PR #12, opened 2020-04-30
4 add beneficiary

BambanzaJuniorThe2nd:


server/package.json
```diff
@@ -13,13 +13,16 @@
...
+    "tslint": "^6.1.2",
     "typescript": "^3.8.3"
   },
   "dependencies": {
     "argon2": "^0.26.2",
     "cors": "^2.8.5",
     "express": "^4.17.1",
     "mongodb": "^3.5.5",
+    "uid-generator": "^2.0.0",
+    "uuid62": "^1.0.1",
```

═══

• _DESCRIPTION OF THE TASK_: Copy every record above exactly as it stands.

• _ANSWER TO THIS EXERCISE_:
PR #12, opened 2020-04-30
4 add beneficiary

BambanzaJuniorThe2nd:


server/package.json
```diff
@@ -13,13 +13,16 @@
...
+    "tslint": "^6.1.2",
     "typescript": "^3.8.3"
   },
   "dependencies": {
     "argon2": "^0.26.2",
     "cors": "^2.8.5",
     "express": "^4.17.1",
     "mongodb": "^3.5.5",
+    "uid-generator": "^2.0.0",
+    "uuid62": "^1.0.1",
```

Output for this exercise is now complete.